• **Data for analysis**:
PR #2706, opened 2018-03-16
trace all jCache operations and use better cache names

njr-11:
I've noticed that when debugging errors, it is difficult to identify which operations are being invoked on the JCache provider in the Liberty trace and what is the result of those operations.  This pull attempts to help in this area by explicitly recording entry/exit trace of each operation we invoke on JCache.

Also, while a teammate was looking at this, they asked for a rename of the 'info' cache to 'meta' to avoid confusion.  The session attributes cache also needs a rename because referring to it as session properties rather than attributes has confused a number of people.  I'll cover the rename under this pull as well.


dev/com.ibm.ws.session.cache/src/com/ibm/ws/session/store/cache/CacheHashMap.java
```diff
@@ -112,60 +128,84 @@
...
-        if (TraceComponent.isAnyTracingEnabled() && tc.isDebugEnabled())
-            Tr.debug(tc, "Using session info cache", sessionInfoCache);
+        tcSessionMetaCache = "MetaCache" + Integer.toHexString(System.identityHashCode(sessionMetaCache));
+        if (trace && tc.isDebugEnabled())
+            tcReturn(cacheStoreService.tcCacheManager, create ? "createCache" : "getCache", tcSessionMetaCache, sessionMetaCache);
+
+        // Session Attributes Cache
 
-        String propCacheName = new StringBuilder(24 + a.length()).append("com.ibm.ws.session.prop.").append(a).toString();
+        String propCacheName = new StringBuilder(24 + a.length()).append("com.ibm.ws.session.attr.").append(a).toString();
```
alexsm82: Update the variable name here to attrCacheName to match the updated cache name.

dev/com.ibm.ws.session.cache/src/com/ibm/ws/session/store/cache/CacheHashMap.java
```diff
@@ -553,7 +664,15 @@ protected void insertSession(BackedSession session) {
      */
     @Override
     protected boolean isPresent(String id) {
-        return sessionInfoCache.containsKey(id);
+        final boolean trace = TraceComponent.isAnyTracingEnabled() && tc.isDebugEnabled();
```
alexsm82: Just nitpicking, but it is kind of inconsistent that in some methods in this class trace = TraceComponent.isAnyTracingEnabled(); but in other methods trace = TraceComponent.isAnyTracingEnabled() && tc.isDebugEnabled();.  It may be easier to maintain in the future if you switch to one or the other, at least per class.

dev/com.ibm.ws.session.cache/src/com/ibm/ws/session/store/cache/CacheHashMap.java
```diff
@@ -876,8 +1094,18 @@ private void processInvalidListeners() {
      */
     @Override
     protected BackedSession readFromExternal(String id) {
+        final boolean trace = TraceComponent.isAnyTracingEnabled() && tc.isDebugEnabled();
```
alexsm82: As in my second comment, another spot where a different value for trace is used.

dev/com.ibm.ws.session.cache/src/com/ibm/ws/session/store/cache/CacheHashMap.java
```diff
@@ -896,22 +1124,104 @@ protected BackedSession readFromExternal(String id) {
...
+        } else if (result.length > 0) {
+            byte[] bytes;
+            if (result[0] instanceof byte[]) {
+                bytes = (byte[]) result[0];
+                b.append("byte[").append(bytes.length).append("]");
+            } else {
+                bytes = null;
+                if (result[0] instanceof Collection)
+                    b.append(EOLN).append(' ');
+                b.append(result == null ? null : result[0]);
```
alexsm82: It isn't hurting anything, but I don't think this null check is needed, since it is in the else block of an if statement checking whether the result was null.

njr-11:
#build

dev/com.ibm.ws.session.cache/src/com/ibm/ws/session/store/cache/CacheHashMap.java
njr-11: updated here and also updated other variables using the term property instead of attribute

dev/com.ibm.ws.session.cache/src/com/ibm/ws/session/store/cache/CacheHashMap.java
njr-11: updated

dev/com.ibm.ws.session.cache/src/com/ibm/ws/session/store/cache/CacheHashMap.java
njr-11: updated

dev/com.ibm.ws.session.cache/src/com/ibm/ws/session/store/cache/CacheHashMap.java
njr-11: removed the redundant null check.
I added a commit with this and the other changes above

• **What is needed**:
Output all the lines above. Keep each one exact.

• **Reply to the exercise**:
PR #2706, opened 2018-03-16
trace all jCache operations and use better cache names

njr-11:
I've noticed that when debugging errors, it is difficult to identify which operations are being invoked on the JCache provider in the Liberty trace and what is the result of those operations.  This pull attempts to help in this area by explicitly recording entry/exit trace of each operation we invoke on JCache.

Also, while a teammate was looking at this, they asked for a rename of the 'info' cache to 'meta' to avoid confusion.  The session attributes cache also needs a rename because referring to it as session properties rather than attributes has confused a number of people.  I'll cover the rename under this pull as well.


dev/com.ibm.ws.session.cache/src/com/ibm/ws/session/store/cache/CacheHashMap.java
```diff
@@ -112,60 +128,84 @@
...
-        if (TraceComponent.isAnyTracingEnabled() && tc.isDebugEnabled())
-            Tr.debug(tc, "Using session info cache", sessionInfoCache);
+        tcSessionMetaCache = "MetaCache" + Integer.toHexString(System.identityHashCode(sessionMetaCache));
+        if (trace && tc.isDebugEnabled())
+            tcReturn(cacheStoreService.tcCacheManager, create ? "createCache" : "getCache", tcSessionMetaCache, sessionMetaCache);
+
+        // Session Attributes Cache
 
-        String propCacheName = new StringBuilder(24 + a.length()).append("com.ibm.ws.session.prop.").append(a).toString();
+        String propCacheName = new StringBuilder(24 + a.length()).append("com.ibm.ws.session.attr.").append(a).toString();
```
alexsm82: Update the variable name here to attrCacheName to match the updated cache name.

dev/com.ibm.ws.session.cache/src/com/ibm/ws/session/store/cache/CacheHashMap.java
```diff
@@ -553,7 +664,15 @@ protected void insertSession(BackedSession session) {
      */
     @Override
     protected boolean isPresent(String id) {
-        return sessionInfoCache.containsKey(id);
+        final boolean trace = TraceComponent.isAnyTracingEnabled() && tc.isDebugEnabled();
```
alexsm82: Just nitpicking, but it is kind of inconsistent that in some methods in this class trace = TraceComponent.isAnyTracingEnabled(); but in other methods trace = TraceComponent.isAnyTracingEnabled() && tc.isDebugEnabled();.  It may be easier to maintain in the future if you switch to one or the other, at least per class.

dev/com.ibm.ws.session.cache/src/com/ibm/ws/session/store/cache/CacheHashMap.java
```diff
@@ -876,8 +1094,18 @@ private void processInvalidListeners() {
      */
     @Override
     protected BackedSession readFromExternal(String id) {
+        final boolean trace = TraceComponent.isAnyTracingEnabled() && tc.isDebugEnabled();
```
alexsm82: As in my second comment, another spot where a different value for trace is used.

dev/com.ibm.ws.session.cache/src/com/ibm/ws/session/store/cache/CacheHashMap.java
```diff
@@ -896,22 +1124,104 @@ protected BackedSession readFromExternal(String id) {
...
+        } else if (result.length > 0) {
+            byte[] bytes;
+            if (result[0] instanceof byte[]) {
+                bytes = (byte[]) result[0];
+                b.append("byte[").append(bytes.length).append("]");
+            } else {
+                bytes = null;
+                if (result[0] instanceof Collection)
+                    b.append(EOLN).append(' ');
+                b.append(result == null ? null : result[0]);
```
alexsm82: It isn't hurting anything, but I don't think this null check is needed, since it is in the else block of an if statement checking whether the result was null.

njr-11:
#build

dev/com.ibm.ws.session.cache/src/com/ibm/ws/session/store/cache/CacheHashMap.java
njr-11: updated here and also updated other variables using the term property instead of attribute

dev/com.ibm.ws.session.cache/src/com/ibm/ws/session/store/cache/CacheHashMap.java
njr-11: updated

dev/com.ibm.ws.session.cache/src/com/ibm/ws/session/store/cache/CacheHashMap.java
njr-11: updated

dev/com.ibm.ws.session.cache/src/com/ibm/ws/session/store/cache/CacheHashMap.java
njr-11: removed the redundant null check.
I added a commit with this and the other changes above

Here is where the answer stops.